What is the number of lines in the following data that contain "comments"? Answer with the number alone.

[Opening Data to use section]

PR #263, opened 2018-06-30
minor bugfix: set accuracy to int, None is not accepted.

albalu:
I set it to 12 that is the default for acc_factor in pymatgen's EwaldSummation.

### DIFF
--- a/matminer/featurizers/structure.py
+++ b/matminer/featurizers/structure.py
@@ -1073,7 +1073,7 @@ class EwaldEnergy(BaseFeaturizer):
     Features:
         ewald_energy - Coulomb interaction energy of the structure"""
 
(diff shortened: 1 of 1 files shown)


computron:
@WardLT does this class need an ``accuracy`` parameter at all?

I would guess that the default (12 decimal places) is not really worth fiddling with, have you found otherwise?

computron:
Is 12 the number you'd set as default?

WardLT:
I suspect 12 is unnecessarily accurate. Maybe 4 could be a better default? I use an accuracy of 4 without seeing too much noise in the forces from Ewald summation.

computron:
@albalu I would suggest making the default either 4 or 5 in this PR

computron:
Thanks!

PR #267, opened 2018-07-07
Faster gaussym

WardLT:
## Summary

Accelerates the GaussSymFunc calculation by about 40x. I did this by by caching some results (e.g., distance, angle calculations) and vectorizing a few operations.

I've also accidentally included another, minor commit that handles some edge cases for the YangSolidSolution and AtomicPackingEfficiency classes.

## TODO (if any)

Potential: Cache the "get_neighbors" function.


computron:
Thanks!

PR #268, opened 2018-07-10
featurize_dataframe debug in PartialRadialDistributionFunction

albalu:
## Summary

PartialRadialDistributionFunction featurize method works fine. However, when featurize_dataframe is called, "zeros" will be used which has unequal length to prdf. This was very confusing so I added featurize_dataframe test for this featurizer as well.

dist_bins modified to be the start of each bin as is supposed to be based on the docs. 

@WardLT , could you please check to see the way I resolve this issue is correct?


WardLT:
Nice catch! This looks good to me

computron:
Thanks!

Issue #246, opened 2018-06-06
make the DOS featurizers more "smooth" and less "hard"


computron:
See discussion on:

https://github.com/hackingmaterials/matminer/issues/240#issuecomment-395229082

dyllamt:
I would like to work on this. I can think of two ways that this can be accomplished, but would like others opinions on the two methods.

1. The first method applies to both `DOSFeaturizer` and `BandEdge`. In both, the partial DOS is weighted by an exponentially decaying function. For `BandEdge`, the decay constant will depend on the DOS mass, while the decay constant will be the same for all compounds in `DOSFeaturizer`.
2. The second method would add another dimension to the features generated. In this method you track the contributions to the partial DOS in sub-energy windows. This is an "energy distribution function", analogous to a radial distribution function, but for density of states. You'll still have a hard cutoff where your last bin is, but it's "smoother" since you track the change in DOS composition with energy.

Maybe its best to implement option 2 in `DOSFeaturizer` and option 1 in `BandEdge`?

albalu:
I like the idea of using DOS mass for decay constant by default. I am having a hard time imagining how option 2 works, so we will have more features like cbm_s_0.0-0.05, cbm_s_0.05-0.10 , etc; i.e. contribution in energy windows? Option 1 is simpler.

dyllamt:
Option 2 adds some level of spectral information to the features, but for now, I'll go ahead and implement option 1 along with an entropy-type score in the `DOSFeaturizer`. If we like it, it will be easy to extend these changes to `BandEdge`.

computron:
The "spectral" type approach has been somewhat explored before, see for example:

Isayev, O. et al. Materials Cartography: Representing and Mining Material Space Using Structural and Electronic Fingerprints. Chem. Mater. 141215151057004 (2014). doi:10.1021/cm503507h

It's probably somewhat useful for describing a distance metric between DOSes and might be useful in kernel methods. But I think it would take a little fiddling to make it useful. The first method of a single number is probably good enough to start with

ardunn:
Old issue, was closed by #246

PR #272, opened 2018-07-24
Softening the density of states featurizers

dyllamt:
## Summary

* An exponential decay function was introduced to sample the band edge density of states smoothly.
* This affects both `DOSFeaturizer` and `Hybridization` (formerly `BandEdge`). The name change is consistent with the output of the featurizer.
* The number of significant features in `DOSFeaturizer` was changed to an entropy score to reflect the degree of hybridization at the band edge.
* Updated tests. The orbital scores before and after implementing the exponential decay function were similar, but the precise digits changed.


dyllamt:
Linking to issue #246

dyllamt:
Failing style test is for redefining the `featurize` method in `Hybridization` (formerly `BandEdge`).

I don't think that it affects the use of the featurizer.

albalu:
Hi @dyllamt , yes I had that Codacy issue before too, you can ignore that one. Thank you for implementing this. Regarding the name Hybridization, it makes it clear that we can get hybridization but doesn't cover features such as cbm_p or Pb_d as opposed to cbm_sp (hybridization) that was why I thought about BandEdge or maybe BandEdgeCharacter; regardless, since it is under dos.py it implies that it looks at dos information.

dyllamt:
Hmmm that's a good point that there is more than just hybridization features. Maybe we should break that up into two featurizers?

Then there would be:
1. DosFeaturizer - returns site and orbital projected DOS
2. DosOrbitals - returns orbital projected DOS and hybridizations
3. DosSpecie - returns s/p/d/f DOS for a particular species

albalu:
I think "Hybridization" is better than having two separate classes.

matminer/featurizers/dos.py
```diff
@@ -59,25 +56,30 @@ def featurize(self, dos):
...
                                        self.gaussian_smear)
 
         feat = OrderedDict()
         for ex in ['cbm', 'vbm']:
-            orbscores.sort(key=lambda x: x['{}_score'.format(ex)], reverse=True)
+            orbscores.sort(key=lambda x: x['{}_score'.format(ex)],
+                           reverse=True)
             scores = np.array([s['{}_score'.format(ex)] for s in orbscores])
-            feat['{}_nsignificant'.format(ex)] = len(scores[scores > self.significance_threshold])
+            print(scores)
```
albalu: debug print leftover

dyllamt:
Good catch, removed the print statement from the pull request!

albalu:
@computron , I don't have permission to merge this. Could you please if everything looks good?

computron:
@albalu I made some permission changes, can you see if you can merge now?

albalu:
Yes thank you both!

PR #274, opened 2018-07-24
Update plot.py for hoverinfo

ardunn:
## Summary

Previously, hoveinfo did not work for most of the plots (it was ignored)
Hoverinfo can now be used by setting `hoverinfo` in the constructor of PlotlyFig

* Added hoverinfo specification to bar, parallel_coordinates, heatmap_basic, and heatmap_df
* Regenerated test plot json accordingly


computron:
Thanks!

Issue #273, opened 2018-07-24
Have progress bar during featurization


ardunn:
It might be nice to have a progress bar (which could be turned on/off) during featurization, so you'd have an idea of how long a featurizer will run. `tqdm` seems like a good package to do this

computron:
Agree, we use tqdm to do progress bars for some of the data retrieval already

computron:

[Closing Data to use section]
[Opening Data to use section]

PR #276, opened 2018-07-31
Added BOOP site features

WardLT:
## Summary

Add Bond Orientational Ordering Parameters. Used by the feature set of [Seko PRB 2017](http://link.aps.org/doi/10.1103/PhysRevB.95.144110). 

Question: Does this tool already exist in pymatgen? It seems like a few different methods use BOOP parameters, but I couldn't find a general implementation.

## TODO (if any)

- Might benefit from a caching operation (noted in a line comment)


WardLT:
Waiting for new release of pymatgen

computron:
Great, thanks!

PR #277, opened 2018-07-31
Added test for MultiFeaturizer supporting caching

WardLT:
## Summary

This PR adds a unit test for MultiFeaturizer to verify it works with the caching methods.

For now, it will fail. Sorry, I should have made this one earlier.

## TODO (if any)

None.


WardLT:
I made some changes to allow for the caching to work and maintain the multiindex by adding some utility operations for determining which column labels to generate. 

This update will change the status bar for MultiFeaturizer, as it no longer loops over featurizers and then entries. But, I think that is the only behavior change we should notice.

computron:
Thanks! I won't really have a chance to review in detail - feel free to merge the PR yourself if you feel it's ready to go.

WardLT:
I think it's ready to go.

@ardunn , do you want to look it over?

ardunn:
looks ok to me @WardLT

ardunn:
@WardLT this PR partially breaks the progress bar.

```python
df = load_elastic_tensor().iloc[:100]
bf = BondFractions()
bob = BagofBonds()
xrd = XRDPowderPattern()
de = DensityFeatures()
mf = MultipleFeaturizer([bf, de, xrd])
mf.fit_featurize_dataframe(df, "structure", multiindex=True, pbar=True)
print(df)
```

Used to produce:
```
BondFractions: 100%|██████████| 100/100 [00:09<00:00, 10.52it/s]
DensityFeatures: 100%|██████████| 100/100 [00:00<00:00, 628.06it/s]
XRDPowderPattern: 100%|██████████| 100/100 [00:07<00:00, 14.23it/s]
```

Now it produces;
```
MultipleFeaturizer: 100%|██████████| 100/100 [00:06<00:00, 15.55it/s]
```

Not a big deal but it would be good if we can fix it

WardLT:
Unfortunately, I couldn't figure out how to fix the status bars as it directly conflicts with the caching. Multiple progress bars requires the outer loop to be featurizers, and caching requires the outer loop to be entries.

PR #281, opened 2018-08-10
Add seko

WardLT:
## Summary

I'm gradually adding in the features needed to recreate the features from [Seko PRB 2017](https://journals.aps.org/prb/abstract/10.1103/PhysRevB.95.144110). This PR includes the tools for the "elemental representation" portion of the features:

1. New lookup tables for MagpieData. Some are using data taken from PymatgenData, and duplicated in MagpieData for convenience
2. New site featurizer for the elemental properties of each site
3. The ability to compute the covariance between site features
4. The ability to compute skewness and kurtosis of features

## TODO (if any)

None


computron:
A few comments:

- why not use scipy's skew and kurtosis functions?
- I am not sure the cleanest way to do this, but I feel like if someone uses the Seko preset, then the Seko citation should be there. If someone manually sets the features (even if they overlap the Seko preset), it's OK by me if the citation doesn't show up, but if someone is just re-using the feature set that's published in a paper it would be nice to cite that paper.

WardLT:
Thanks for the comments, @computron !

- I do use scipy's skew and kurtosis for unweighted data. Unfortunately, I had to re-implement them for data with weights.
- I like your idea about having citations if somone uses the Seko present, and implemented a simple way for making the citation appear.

[Closing Data to use section]
[Opening Data to use section]

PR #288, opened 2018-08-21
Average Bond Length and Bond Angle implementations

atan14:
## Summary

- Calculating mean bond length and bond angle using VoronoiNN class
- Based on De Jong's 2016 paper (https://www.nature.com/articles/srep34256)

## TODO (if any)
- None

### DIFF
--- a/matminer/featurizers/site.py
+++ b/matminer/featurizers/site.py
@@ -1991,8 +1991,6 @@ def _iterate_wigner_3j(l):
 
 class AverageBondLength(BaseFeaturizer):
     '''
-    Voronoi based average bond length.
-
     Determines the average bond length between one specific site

[Closing Data to use section]

**Solution to this exercise:** 2